Clot Stopper

Selecting the Safest Effective Clot Stopper


How best to reduce the risk of bleeding complications associated with anticoagulation?

Your patient with peripheral vascular disease (PVD) or atrial fibrillation who is receiving therapeutic anticoagulation sustains a hemorrhagic stroke. This is an iatrogenic complication that all clinicians dread.

The results of 2 recent studies may reduce the number of patients for whom warfarin is considered optimal antithrombotic therapy and may thereby lower the incidence of bleeding complications.

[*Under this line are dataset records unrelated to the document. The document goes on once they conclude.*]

PR #73, opened 2024-02-23
Unbreak build with libc++

jbeich:
Fixes #70. Tested with Clang/libc++ 17

- libc++ 18 has [atomic floats](https://github.com/llvm/llvm-project/commit/de7fbfeef598) but libc++ < 18 may still be common on distros
- libc++ 19 has [tzdb](https://github.com/llvm/llvm-project/commit/d332d88b919f) and [soon](https://github.com/llvm/llvm-project/pulls?q=is%3Apr+is%3Aopen+current_zone) will have `current_zone`

PR #75, opened 2024-02-23
fix libc++ compatibility v2

MrDuartePT:
Fixes https://github.com/hyprwm/hyprlock/issues/73. Tested with Clang/libc++ 17 and 18

### DIFF
--- a/src/config/ConfigManager.cpp
+++ b/src/config/ConfigManager.cpp
@@ -3,6 +3,7 @@
 #include <filesystem>
 #include <glob.h>
 #include <cstring>
+#include <mutex>
 
 static Hyprlang::CParseResult handleSource(const char* c, const char* v) {
     const std::string      VALUE   = v;


src/config/ConfigManager.cpp
```diff
@@ -3,6 +3,9 @@
 #include <filesystem>
 #include <glob.h>
 #include <cstring>
+#if defined(_LIBCPP_VERSION)
```
vaxerski, line 6: why is this guarded?

MrDuartePT: I notice that it only required for libc++
Well my knowledge of c/c++ is a bit bad, that can be wrong. At least work on my side

MrDuartePT: Well if yoi think is wrong I can take out

MrDuartePT: Think about that I should use:
`#if defined(__clang__)` since on gcc it dosent produce a error without mutex

MrDuartePT:
Probably tomorrow I can't change anything until the end of the day. 
So I just commit the change I said above

src/config/ConfigManager.cpp
vaxerski: just include it without guards

MrDuartePT: Ok

MrDuartePT: Done

vaxerski (approved):
cool, thanks!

The WAVE (Warfarin Antiplatelet Vascular Evaluation) trial was a randomized, open-label study that compared combination therapy with an antiplatelet agent (aspirin, ticlopidine, or clopidogrel) and an oral anticoagulant (from the warfarin family) to antiplatelet therapy alone.1 The agents were given to prevent cardiovascular events in patients with PVD. After a mean follow-up of nearly 3 years, cardiovascular events occurred in 12.2% of patients who received combination therapy and in 13.3% of those who received antiplatelet therapy alone. Among patients with severe ischemic events, such as those that would require surgical or invasive interventions, the rate of cardiovascular events was 15.9% for the combination therapy cohort and 17.4% for the single-drug group. All values were nonsignificant. The incidence of bleeding complications was higher in the combination therapy group. These results demonstrate that in patients with PVD, antiplatelet monotherapy is as effective as warfarin in preventing ischemic events and is less likely to cause bleeding complications.


In another study, oral anticoagulants were compared with antiplatelet agents in persons with atrial fibrillation who were without a history of stroke or transient ischemic attack (TIA).2 A meta-analysis of 8 randomized trials in more than 9000 patients with a mean follow-up of about 2 years demonstrated that oral anticoagulants were associated with a lower risk of all stroke and embolic events (odds ratio, 0.68 and 0.48, respectively) when compared with antiplatelet agents alone. However, the risk of intracranial hemorrhage was increased 1.98 times among patients who received anticoagulants such as warfarin, compared with those who were given only antiplatelet agents.

In patients who are older, female, hypertensive, or diabetic or have had a previous TIA or stroke, the risk of embolism secondary to atrial fibrillation is higher than in those who do not have these risk factors. Therefore, the presence of specific risk factors mandates aggressive anticoagulation. However, for lower-risk patients with atrial fibrillation, the benefit of therapeutic warfarin is modest because their risk of stroke is less than 1% per year.2


In an editorial accompanying the WAVE trial article, Emile R. Mohler 3rd, MD, of the University of Pennsylvania, compared "red" and "white" clots.3 When blood flow is sluggish and the clot more "venous" in nature (such as occurs with a deep venous thrombosis or with blood in the left atrial appendage during atrial fibrillation), red cells are trapped and clotting factors are activated, with very few platelets involved. Thus, the clot appears red. It would make sense intuitively that prevention in this setting would favor warfarin. Alternatively, in arteries, where sheer force activates platelets to form a white clot, anti- platelet agents would be more suitable for prevention.

  • Antiplatelet agents are the mainstay of treatment for PVD. Reduced warfarin use in patients with PVD will most likely translate into fewer bleeding complications without an increase in vascular events.
  • Some patients with atrial fibrillation (such as younger persons and those who are not hypertensive) are at low risk for embolic complications and thus may not require warfarin.

1. Anand S. Oral anticoagulant and antiplatelet therapy and peripheral arterial disease. N Engl J Med. 2007;357:217-227.
2. Aguilar M, Hart R, Pearce LA. Oral anticoagulants versus antiplatelet therapy for preventing stroke in patients with non-valvular atrial fibrillation and no history of stroke or transient ischemic attacks. Cochrane Database Syst Rev. 2007;18(3): CD006186.
3. Mohler ER 3rd. Atherothrombosis—wave goodbye to combined anticoagulation and antiplatelet therapy? N Engl J Med. 2007;357:293-296.